Evolution majeure à venir, le SRC sera opposable aux documents d’urbanisme des collectivités locales (PLUi, SCOT). Celles-ci devront identifier leurs besoins et analyser les moyens d’y répondre. « Le SRC se fonde sur plusieurs principes : s’assurer des ressources en qualité, quantité et diversité. C’est difficile voire impossible à traduire dans un schéma, tempère Laurent Richaud, président de l’Union des producteurs de granulats de Nouvelle-Aquitaine, là où on est d’accord, c’est de chercher les ressources à proximité de leur consommation. » Une considération d’importance, tant sur le modèle économique que sur l’impact carbone de cette ressource. En sortie de carrière, le granulat revient à un ou deux centimes le kilo. Mais le coût du transport de ce matériau pondéreux change considérablement la donne. « On considère que ce prix double tous les 40 à 50 km parcourus », éclaire Jean-Claude Pouxviel. Si le recyclage, issu de la déconstruction, tend par ailleurs à se développer, il ne couvre que 7 à 8% des besoins régionaux (17% en Gironde).

La présence d’une carrière donne un regard plus favorable

L’étude confiée à Cohda permet ainsi de réactualiser un précédent travail effectué en 2016, à l’échelle de l’Aquitaine. Globalement, les maires de la région « ont une bonne connaissance de l’activité des carrières et des besoins », estime-t-on au sein de l’Unicem Nouvelle-Aquitaine : 98% connaissent les types d’ouvrages auxquels sont destinés les matériaux extraits, 82% citent les routes, 61% les logements. 71% ont conscience que les besoins vont se maintenir dans les années à venir. Les maires sans carrière sur leur commune sont 68% à estimer qu’une carrière est une opportunité en termes d’emploi et 69% évoquent les ressources financières qu’une carrière génère pour une municipalité. « Les finances des collectivités locales sont mises à mal. Je suis maire de Rébénacq (ndlr, en Béarn), l’activité de la carrière apporte 30% de mon budget annuel de fonctionnement », illustre ainsi Alain Sanz, président de l’Association des maires de Nouvelle-Aquitaine.


Différences de perception avec ou sans carrière sur le territoire communal.

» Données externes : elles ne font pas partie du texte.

PR #386, opened 2022-02-07
Fixed some problems related with entry's changing history

### LINKED ISSUE #387: Changing values for groups won't be shown correctly
In the entry's changing history page, group and array_group typed attribute values won't be shown correctly when user pushed show_more button as below.

スクリーンショット 2022-02-06 12 44 17

This is a screenshot of entry's changing history at group_array typed attribute that has concrete value, but those values won't be shown correctly. Similar problem will be happened at group typed attribute.

userlocalhost:
Close: https://github.com/dmm-com/airone/issues/387

This commit has following changes for changing history page of entry

* Fixed problem named_entry type value won't be shown correctly
* Fixed problem group and array_group type value won't be shown correctly when it was shown by "make_element_value_text" method
* Fixed minor coding style that is incorrect indent
* Added property to be able to identify each attribute

### DIFF
--- a/templates/show_entry/js_history.html
+++ b/templates/show_entry/js_history.html
@@ -127,7 +127,6 @@ function make_element_value_text(a_type, attrv) {
            `</div>`;
 
   } else if (a_type == attr_type.group) {
-    console.log("[onix-test(group)] attrv: ", attrv);
     return `<a href='/group/edit/${ attrv.value.id }'>${ attrv.value.name }</a>`;
 
   } else if (a_type == attr_type.date) {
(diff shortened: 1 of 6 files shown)


templates/show_entry/js_history.html
```diff
@@ -117,13 +121,14 @@
...
-             `<div class ='col-3'>${ attrv.value.value }</div>` +
-             `<div class ='col-9'>${ ref_value }</div>` +
+    return `<div class='row'>` +
+             `<div class='col-3 attrv_name'>${ attrv.value.value }</div>` +
+             `<div class='col-9 attrv_referral'>${ ref_value }</div>` +
            `</div>`;
 
   } else if (a_type == attr_type.group) {
-    return `<a href='/group/edit/${ attrv.value.id }'>{{ attrv.value.name }}</a>`;
+    console.log("[onix-test(group)] attrv: ", attrv);
```
userlocalhost: This is unnecessary

hinashi (approved):
LGTM!
After deleting the debug log, merge it.

PR #388, opened 2022-02-07
Added npm script for customview

hinashi:
Added script commands for deploying customview.
I made the Thema a separate file to make App.tsx lighter.
(This is to avoid duplicate updates of the AirOne and Customview.)


syucream (approved):
LGTM 👍

userlocalhost (approved):
It's a great contribution to prevent operation mistake!! 👍

PR #391, opened 2022-02-09
Refactored APIv2 and fixed EntryList

userlocalhost:
This commit fixed EntryList page to list entries as alphabetical order.
Along with this fixing, this commit also refactored Entity and Entry v2
API not to send redundant requests for getting Entries that are related
with specified Entity. This integrates getEntity and getEntries API
handler using DRF for returning them with Entity information at the 
same time. By this change, UI processing don't have to send multiple
requests to get Entity and Entires that are related with it.

### DIFF
--- a/entity/api_v2/serializers.py
+++ b/entity/api_v2/serializers.py
@@ -1,0 +1,47 @@
+from airone.lib.acl import ACLType
+from entity.models import Entity
+from entry.models import Entry
+from entry.settings import CONFIG as CONFIG_ENTRY
+from rest_framework import serializers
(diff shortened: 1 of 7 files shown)


hinashi (commented):
We have to implement following features

* check permission for each Entries and target Entity
  (c.f. https://www.django-rest-framework.org/api-guide/permissions/)
* use pagination feature (c.f. https://www.django-rest-framework.org/api-guide/pagination/)

userlocalhost:
It's an outdated PR.

PR #393, opened 2022-02-10
Changed create entry button in entry list for custom view

hinashi:
- Added an argument for custom entity that prohibits create entry.
- Enabled to specify the render in the custom view.
- Enabled to receive the parameters of the React-Router.


userlocalhost (approved):
Thank you for your work!!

Crédit : Unicem/Cohda.

Toujours selon cette étude, l’expérience d’une carrière dans la commune « facilite la perception des impacts liés à cette activité ». 64% (69% dans l’étude de 2016) des élus de communes sans carrière ont des craintes vis-à-vis d’un projet de carrière, « liées à l’environnement, aux riverains et au cadre de vie ». Des craintes « que n’ont pas les maires des communes avec carrière », rebondit aussitôt l’UNICEM : ils seraient ainsi 85% à déclarer que la carrière est une bonne chose pour leur commune. Plus de six maires de Nouvelle-Aquitaine sur dix pensent que les professionnels des carrières prennent en compte les enjeux environnementaux dans leur activité, une reconnaissance « encore plus forte » (79%) parmi les élus « expérimentés ».

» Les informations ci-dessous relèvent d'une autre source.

PR #399, opened 2022-02-15
Update entry template and expand response context for E2E test

userlocalhost:
This commit update template of restore entry page and expand internal
API for Entry to be able to identify each attribute from E2E test.


hinashi (approved):
LGTM!

PR #402, opened 2022-02-16
Fixed problem to return attribute information that has already been deleted

### LINKED ISSUE #400: The entryAPI returns attribute information that has already been deleted
Even through an EntityAttr is delete, entryAPI returns it as below.
スクリーンショット 2022-02-16 12 06 17

userlocalhost:
Close: #400


hinashi (approved):
LGTM!

PR #403, opened 2022-02-16
Update to use APIv2 to get Entries that are associated with specific Entity

userlocalhost:
This commit adds an API endpoint to get Entries that are related with specified Entity and change new-ui EntryList to use it.

And previous implementation uses '/entry/api/v1/get_entries' that returns Entries without sorting to list Entries of specific Entity. Instead of that, this commit use '/entry/api/v2/entries' that also returns Entries of associated Entity, sorted by alphabetical order. And that API endpoint plans to apply pagination feature.

### DIFF
--- a/entry/api_v2/serializers.py
+++ b/entry/api_v2/serializers.py
@@ -15,8 +15,8 @@ class GetEntrySerializer(serializers.ModelSerializer):
 
     def get_schema(self, entry) -> Dict[str, Any]:
         return {
-                'id': entry.schema.id,
-                'name': entry.schema.name,
+            'id': entry.schema.id,
+            'name': entry.schema.name,
         }
 
     def get_attrs(self, obj) -> Dict[str, Any]:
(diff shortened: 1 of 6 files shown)


hinashi (commented):
There seems to be a performance problem with a large number of entries.
image

It seems that the following measures are necessary.
Omit attrs.
Add pagination.

Would you like to merge this as another issue?

userlocalhost:
Thank you for your comment. I fixed performance problem by omitting Attributes and its values at the "/entry/api/v2/entries" API endpoint handler. Here is the result of this change, that waiting time reduced about one sixth.

### Previous implementation result
スクリーンショット 2022-02-21 9 51 10

### Fixed implementation result
スクリーンショット 2022-02-21 9 52 42

But I want to fix the feature of adding pagination at another PR because it might affect wide range place.

hinashi (approved):
LGTM!

PR #405, opened 2022-02-19
Show job status and actions appropriately

syucream:
Show job status and actions (rerun, cancel) based on each job data.

image


userlocalhost (approved):
LGTM 👍 Thank you for your work!

PR #412, opened 2022-02-24
Changed to add Entity ID to PATH on entry detail page

hinashi:
There is a case to customize the page for each entity in the custom view
So I added the entity ID to the URL.


userlocalhost (approved):
LGTM 👍

syucream (approved):
LGTM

Certains bassins bientôt déficitaires

« Dès 2030, certains bassins régionaux ne produiront pas assez localement, notamment autour de Bayonne, de La Rochelle et bien sûr de l’agglomération bordelaise, plus grosse consommatrice de minéraux en Gironde, où il n’y a plus de carrière alors que la ressource est présente. La vraie sobriété, ça serait la proximité. Il y a un vrai impact à réduire la distance parcourue par les granulats. Il faudrait plus de carrières, plus petites, sur le territoire », plaide le président régional de l’Unicem. « Le principe de simplification administrative ne semble pas prévaloir dans l’élaboration du SRC et la surenchère dans les procédures d’instruction, pour l’extension de carrières et à fortiori pour la création de nouveaux sites, est vaine au regard du cadre réglementé de l’activité même des carriers, déjà très surveillé par les services de l’Etat et organismes extérieurs indépendants », regrette encore Jean-Claude Pouxviel. Et d’évoquer les plus de 40 mesures existantes, opposables aux exploitants. « En l’état, le SRC ne va pas alléger nos contraintes », estime l'Unicem. Ce schéma, qui va bientôt faire l’objet d’une consultation du public, sera ensuite au centre de nouveaux échanges avec le préfet, en vue d’une adoption définitive vers la fin 2024.